I was doing all of my testing on virtual machines, so I had to enable USB passthrough for the YubiKey device. This is straightforward but you have to ensure the IOMMU is enabled in both BIOS and kernel (for Intel CPUs add intel_iommu=on to the kernel command line in GRUB).

In virt-manager, after you have created the VM (it doesn’t need to be running) you can Add Hardware in the Details view, then choose the YubiKey NEO device. There are no doubt virsh incantations or other ways to establish the passthrough.

Finally, on the host I stopped the pcscd smart card daemon to prevent it from interfering with passthrough:

# systemctl stop pcscd.service pcscd.socket

Provisioning the YubiKey

For general smart card provisioning steps, I recommend Nathan Kinder’s post on the topic. But the YubiKey NEO is special with its own steps to follow! First install the ykpers and yubico-piv-tool packages:

sudo dnf install -y ykpers yubico-piv-tool

If we run yubico-piv-tool to find out the version of the PIV applet, we run into a problem because a new YubiKey comes configured in OTP mode:

[dhcp-40-8:~] ftweedal% yubico-piv-tool -a version
Failed to connect to reader.

The YubiKey NEO supports a variety of operation modes, including hybrid modes:

0    OTP device only.
1    CCID device only.
2    OTP/CCID composite device.
3    U2F device only.
4    OTP/U2F composite device.
5    U2F/CCID composite device.
6    OTP/U2F/CCID composite device.

(You can also add 80 to any of the modes to configure touch to eject, or touch to switch modes for hybrid modes).

We need to put the YubiKey into CCID (Chip Card Interface Device, a standard USB protocol for smart cards) mode. I originally configured the YubiKey in mode 86 but could not get the card to work properly with USB passthrough to the virtual machine. Whether this was caused by the eject behaviour or the fact that it was a hybrid mode I do not know, but reconfiguring it to mode 1 (CCID only) allowed me to use the card on the guest.
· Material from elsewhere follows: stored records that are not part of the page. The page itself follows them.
Issue #121, opened 2020-10-22
Sentence CHRF silently accepts single reference as string


bricksdont:
Hi Matt, all

While trying to debug an issue related to sentence-level CHRF, I noticed that the compat function `sentence_chrf` expects a list of references as input, but happily accepts a single string (a list of characters). But then only uses the first character as the reference:

```
>>> from sacrebleu import sentence_chrf
>>> sentence_chrf("hi there", "hi there")
chrF2 = 0.455
>>> sentence_chrf("hi there", "h")
chrF2 = 0.455
```

While the `sentence_score` function for BLEU intercepts strings instead of lists of strings:

https://github.com/mjpost/sacrebleu/blob/65747b6ef6846d49548fd5139d2a6d118c7a384e/sacrebleu/metrics/bleu.py#L227

the one for CHRF does not:

https://github.com/mjpost/sacrebleu/blob/65747b6ef6846d49548fd5139d2a6d118c7a384e/sacrebleu/metrics/chrf.py#L125

Could this perhaps be changed / standardized for all metrics?

ozancaglayan:
Thanks for reporting this. The PR synchronizes the behaviors across metrics.

bricksdont:
A similar issue, I think, is that corpus CHRF expects `List[Iterable[str]]` as input, and silently accepts `List[str]` which will fail in `zip_longest`, but the error message will be confusing.

https://github.com/mjpost/sacrebleu/blob/65747b6ef6846d49548fd5139d2a6d118c7a384e/sacrebleu/metrics/chrf.py#L136

ozancaglayan:
I did not understand the latter issue. The signature of `corpus_*` is the same both in BLEU and chrF. I accept that having a compat API and also object-oriented API at the same time is kind of confusing, and the latter should be supported with more examples/docs and maybe unit tests to discover potential flaws & argument inconsistencies.

bricksdont:
In this function, there is already code to "add some robustness to the input arguments":

https://github.com/mjpost/sacrebleu/blob/65747b6ef6846d49548fd5139d2a6d118c7a384e/sacrebleu/metrics/chrf.py#L146

The code intercepts strings as inputs to this function and makes them into lists. Could it also intercept / give an error message if the references argument is a simple list `List[str]` instead of the expected `List[List[str]]`?

[...]

PR #122, opened 2020-10-22
chrf: assert if refs are not in a list (#121)

ozancaglayan:
Bail out if references are not given in a list, for `chrf.sentence_score()` method.

### DIFF
--- a/sacrebleu/metrics/bleu.py
+++ b/sacrebleu/metrics/bleu.py
@@ -224,7 +224,8 @@ class BLEU:
         :param use_effective_order: Account for references that are shorter than the largest n-gram.
         :return: a `BLEUScore` object containing everything you'd want
         """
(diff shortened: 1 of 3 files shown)


martinpopel (approved):
Thanks.

bricksdont:
Bumping this issue; the build for Python 3.5 fails, I think because mecab-python3 is not compatible with Python 3.5

Other than that, I think that this PR is straightforward and could be merged - thanks!

ozancaglayan:
yeah I noticed that one as well.

ozancaglayan:
@polm can we pin to mecab 1.0.2 here, so that we're still supporting python 3.5 (until we decide whether we drop support for 3.5 for sacreBLEU as well) ?

ozancaglayan:
Thanks @polm , pinning to 1.0.3 seemed to fix it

[dhcp-40-8:~] ftweedal% ykpersonalize -m 1
Firmware version 3.4.6 Touch level 1541 Program sequence 1

The USB mode will be set to: 0x1

Commit? (y/n) [n]: y

Now yubico-piv-tool can see the card:

[dhcp-40-8:~] ftweedal% yubico-piv-tool -a version
Application version 1.0.4 found.

Now we can initialise the YubiKey by setting a new management key, PIN and PIN Unblocking Key (PUK). As you can probably guess, the management key protects actions like generating keys and importing certificates, the PIN protects private key operations in regular use, the the PUK is kind of in between, allowing the PIN to be reset if the maximum attempts are exceeded. The current (default) PIN and PUK need to be given in order to reset them.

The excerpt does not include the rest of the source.